**Input**
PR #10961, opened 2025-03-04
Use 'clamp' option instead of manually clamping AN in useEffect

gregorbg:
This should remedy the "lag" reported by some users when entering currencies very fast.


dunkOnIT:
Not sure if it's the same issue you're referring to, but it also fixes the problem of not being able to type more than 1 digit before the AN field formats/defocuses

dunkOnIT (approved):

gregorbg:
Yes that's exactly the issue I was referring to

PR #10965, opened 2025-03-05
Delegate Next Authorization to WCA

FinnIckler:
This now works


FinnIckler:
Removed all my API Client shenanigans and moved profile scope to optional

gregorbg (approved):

...

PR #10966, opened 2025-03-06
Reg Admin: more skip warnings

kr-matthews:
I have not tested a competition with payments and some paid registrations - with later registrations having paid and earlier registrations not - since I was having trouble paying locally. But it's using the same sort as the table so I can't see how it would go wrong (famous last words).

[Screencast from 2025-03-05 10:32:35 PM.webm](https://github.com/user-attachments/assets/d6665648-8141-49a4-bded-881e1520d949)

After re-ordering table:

**Exercise details**
Reproduce every line from the listing above that holds the word "issue".

**Answer area**
Not sure if it's the same issue you're referring to, but it also fixes the problem of not being able to type more than 1 digit before the AN field formats/defocuses
Yes that's exactly the issue I was referring to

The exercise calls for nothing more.